A verbatim repeat of the records beneath this line is needed.

↓

PR #10280, opened 2024-04-08
Mobile: Plugins: Fix event listener memory leak when disabling/uninstalling plugins

personalizedrefrigerator:
# Summary

This pull request fixes a memory leak when plugins are uninstalled or disabled. This memory leak was causing a "maximum event listeners exceeded" warning after disabling/re-enabling plugins.

# Testing

This pull request has automated tests. However, it can be tested manually by:
1. Installing a plugin that adds a listener (e.g. "RevealJS slides").
2. Installing another plugin that adds a listener (e.g. "CodeMirror 6 snippets").
4. Enabling and disabling the second plugin roughly 10 times. 
5. Verifying that there is not a "maximum listeners exceeded" warning.
    - **Note**: There may be other warnings (e.g. `Error: There is already a plugin with this ID:`). This is a different issue and should be fixed separately.

This has been tested successfully on an Android 12 emulator.


packages/app-cli/tests/services/plugins/api/JoplinWorkspace.ts
```diff
@@ -81,4 +82,31 @@ describe('JoplinWorkspace', () => {
...
+				}
+			})
+		`);
+		const plugin = await service.loadPluginFromJsBundle('', pluginScript);
+		await service.runPlugin(plugin);
+
+		const itemChangeListenerCounter = eventManager.listenerCounter_(EventName.ItemChange);
+		const resourceChangeListenerCounter = eventManager.listenerCounter_(EventName.ResourceChange);
+
+		plugin.onUnload();
```
personalizedrefrigerator, line 107: Currently, this test uses `plugin.onUnload` rather than `service.unloadPlugin`. This is because, at present, neither `loadPluginFromJsBundle` nor `runPlugin` adds the plugin to `PluginService.plugins_` (this seems to only be done by `PluginService.loadAndRunPlugins`).

It may make sense to change this, perhaps by also adding plugins to `PluginService.plugins_` in `.runPlugin`. As I'm unsure why plugins are currently added only in `.loadAndRunPlugins`, I would prefer to make this change in a separate pull request so that it's easier to test and revert if it causes a regression.

packages/lib/services/plugins/Plugin.ts
```diff
@@ -205,7 +208,16 @@ export default class Plugin {
 		return this.contentScriptMessageListeners_[id](message);
 	}
 
+	public addUnloadCleanupCallback(callback: OnUnloadListener) {
```
personalizedrefrigerator:
```suggestion
	public addOnUnloadListener(callback: OnUnloadListener) {
```

Use consistent naming.

laurent22: Yes I feel naming could be improved, there are unload/cleanup/listener/callback terms that are swapped depending on the context. Maybe it's all unloadListeners?

personalizedrefrigerator:
The latest test failure seems related to the `tarExtract`. I've created an [issue for it](https://github.com/laurent22/joplin/issues/10285) — I suspect that this is being caused by a race condition in `tarExtract`.

packages/lib/services/plugins/Plugin.ts
```diff
@@ -41,6 +43,7 @@ export default class Plugin {
 	private dataDir_: string;
 	private dataDirCreated_ = false;
 	private hasErrors_ = false;
+	private cleanupCallbacks_: OnUnloadListener[] = [];
```
laurent22: Would it make sense to call this `onUnloadListeners_` too?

↑

• [Solution]:
PR #10280, opened 2024-04-08
Mobile: Plugins: Fix event listener memory leak when disabling/uninstalling plugins

personalizedrefrigerator:
# Summary

This pull request fixes a memory leak when plugins are uninstalled or disabled. This memory leak was causing a "maximum event listeners exceeded" warning after disabling/re-enabling plugins.

# Testing

This pull request has automated tests. However, it can be tested manually by:
1. Installing a plugin that adds a listener (e.g. "RevealJS slides").
2. Installing another plugin that adds a listener (e.g. "CodeMirror 6 snippets").
4. Enabling and disabling the second plugin roughly 10 times. 
5. Verifying that there is not a "maximum listeners exceeded" warning.
    - **Note**: There may be other warnings (e.g. `Error: There is already a plugin with this ID:`). This is a different issue and should be fixed separately.

This has been tested successfully on an Android 12 emulator.


packages/app-cli/tests/services/plugins/api/JoplinWorkspace.ts
```diff
@@ -81,4 +82,31 @@ describe('JoplinWorkspace', () => {
...
+				}
+			})
+		`);
+		const plugin = await service.loadPluginFromJsBundle('', pluginScript);
+		await service.runPlugin(plugin);
+
+		const itemChangeListenerCounter = eventManager.listenerCounter_(EventName.ItemChange);
+		const resourceChangeListenerCounter = eventManager.listenerCounter_(EventName.ResourceChange);
+
+		plugin.onUnload();
```
personalizedrefrigerator, line 107: Currently, this test uses `plugin.onUnload` rather than `service.unloadPlugin`. This is because, at present, neither `loadPluginFromJsBundle` nor `runPlugin` adds the plugin to `PluginService.plugins_` (this seems to only be done by `PluginService.loadAndRunPlugins`).

It may make sense to change this, perhaps by also adding plugins to `PluginService.plugins_` in `.runPlugin`. As I'm unsure why plugins are currently added only in `.loadAndRunPlugins`, I would prefer to make this change in a separate pull request so that it's easier to test and revert if it causes a regression.

packages/lib/services/plugins/Plugin.ts
```diff
@@ -205,7 +208,16 @@ export default class Plugin {
 		return this.contentScriptMessageListeners_[id](message);
 	}
 
+	public addUnloadCleanupCallback(callback: OnUnloadListener) {
```
personalizedrefrigerator:
```suggestion
	public addOnUnloadListener(callback: OnUnloadListener) {
```

Use consistent naming.

laurent22: Yes I feel naming could be improved, there are unload/cleanup/listener/callback terms that are swapped depending on the context. Maybe it's all unloadListeners?

personalizedrefrigerator:
The latest test failure seems related to the `tarExtract`. I've created an [issue for it](https://github.com/laurent22/joplin/issues/10285) — I suspect that this is being caused by a race condition in `tarExtract`.

packages/lib/services/plugins/Plugin.ts
```diff
@@ -41,6 +43,7 @@ export default class Plugin {
 	private dataDir_: string;
 	private dataDirCreated_ = false;
 	private hasErrors_ = false;
+	private cleanupCallbacks_: OnUnloadListener[] = [];
```
laurent22: Would it make sense to call this `onUnloadListeners_` too?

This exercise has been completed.